- _Directions_
Would you quote the material below from its first line through the line containing "This PR replaces", exactly and with both ends included?
*** Block opens ***
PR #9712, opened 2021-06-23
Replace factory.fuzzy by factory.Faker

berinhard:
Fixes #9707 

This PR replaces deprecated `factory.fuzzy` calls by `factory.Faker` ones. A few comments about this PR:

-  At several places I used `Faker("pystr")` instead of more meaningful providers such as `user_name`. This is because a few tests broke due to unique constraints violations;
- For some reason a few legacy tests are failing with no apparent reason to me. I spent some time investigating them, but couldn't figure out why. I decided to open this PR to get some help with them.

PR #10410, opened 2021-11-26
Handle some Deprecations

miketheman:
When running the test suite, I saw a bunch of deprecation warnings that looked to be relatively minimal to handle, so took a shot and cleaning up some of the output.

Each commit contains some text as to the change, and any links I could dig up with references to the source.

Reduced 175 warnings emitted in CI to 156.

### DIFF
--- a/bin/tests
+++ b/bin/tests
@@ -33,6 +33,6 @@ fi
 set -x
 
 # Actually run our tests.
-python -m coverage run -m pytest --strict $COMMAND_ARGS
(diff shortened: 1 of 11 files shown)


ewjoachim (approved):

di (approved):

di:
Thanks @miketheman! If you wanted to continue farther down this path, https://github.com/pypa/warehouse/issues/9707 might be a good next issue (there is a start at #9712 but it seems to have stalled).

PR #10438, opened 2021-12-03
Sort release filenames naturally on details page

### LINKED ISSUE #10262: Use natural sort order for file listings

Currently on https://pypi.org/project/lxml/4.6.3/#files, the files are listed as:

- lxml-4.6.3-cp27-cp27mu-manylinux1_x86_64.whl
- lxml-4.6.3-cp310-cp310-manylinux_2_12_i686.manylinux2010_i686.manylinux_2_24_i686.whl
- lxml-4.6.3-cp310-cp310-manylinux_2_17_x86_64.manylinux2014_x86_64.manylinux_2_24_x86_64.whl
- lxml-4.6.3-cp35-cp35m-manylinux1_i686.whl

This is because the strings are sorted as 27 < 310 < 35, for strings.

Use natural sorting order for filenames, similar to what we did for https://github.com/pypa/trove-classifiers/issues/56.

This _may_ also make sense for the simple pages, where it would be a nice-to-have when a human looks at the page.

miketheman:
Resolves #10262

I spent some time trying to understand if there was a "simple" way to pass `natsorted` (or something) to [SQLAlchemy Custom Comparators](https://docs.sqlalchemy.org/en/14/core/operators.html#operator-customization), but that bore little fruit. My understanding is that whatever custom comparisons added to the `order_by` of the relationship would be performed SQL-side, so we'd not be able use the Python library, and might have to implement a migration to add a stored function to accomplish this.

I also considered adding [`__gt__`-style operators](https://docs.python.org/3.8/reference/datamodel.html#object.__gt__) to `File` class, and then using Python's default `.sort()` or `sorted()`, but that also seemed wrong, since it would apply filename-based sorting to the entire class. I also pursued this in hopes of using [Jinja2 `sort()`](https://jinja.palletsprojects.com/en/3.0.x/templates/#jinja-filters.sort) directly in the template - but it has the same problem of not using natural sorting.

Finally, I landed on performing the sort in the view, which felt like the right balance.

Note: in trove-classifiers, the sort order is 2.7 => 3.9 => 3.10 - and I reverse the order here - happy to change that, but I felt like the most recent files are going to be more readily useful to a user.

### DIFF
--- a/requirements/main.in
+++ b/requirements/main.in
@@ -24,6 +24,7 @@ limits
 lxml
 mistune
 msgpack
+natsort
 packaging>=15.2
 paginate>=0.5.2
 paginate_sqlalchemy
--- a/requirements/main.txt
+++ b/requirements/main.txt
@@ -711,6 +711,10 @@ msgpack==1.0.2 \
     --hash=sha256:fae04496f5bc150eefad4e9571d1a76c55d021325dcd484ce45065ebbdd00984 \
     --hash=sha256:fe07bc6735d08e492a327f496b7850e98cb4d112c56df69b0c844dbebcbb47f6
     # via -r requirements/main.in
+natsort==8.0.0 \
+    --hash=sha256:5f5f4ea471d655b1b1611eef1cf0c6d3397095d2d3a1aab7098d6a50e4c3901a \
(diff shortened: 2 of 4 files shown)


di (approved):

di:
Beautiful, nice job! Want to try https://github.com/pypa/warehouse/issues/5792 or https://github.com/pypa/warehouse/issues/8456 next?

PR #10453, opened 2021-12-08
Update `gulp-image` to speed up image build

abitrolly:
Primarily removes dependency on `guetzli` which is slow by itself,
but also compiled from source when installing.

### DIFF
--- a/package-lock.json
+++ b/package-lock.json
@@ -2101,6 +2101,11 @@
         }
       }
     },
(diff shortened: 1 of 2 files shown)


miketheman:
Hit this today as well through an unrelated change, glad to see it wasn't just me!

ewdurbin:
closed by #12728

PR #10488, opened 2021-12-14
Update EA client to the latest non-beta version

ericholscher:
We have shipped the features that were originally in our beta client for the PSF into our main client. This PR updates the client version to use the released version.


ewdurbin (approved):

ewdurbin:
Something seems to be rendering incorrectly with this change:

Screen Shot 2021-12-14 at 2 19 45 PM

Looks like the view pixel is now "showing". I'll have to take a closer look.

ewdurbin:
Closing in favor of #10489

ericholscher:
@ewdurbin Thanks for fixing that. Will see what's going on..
*** Block closes ***
- _Answer to the exercise_
PR #9712, opened 2021-06-23
Replace factory.fuzzy by factory.Faker

berinhard:
Fixes #9707 

This PR replaces deprecated `factory.fuzzy` calls by `factory.Faker` ones. A few comments about this PR:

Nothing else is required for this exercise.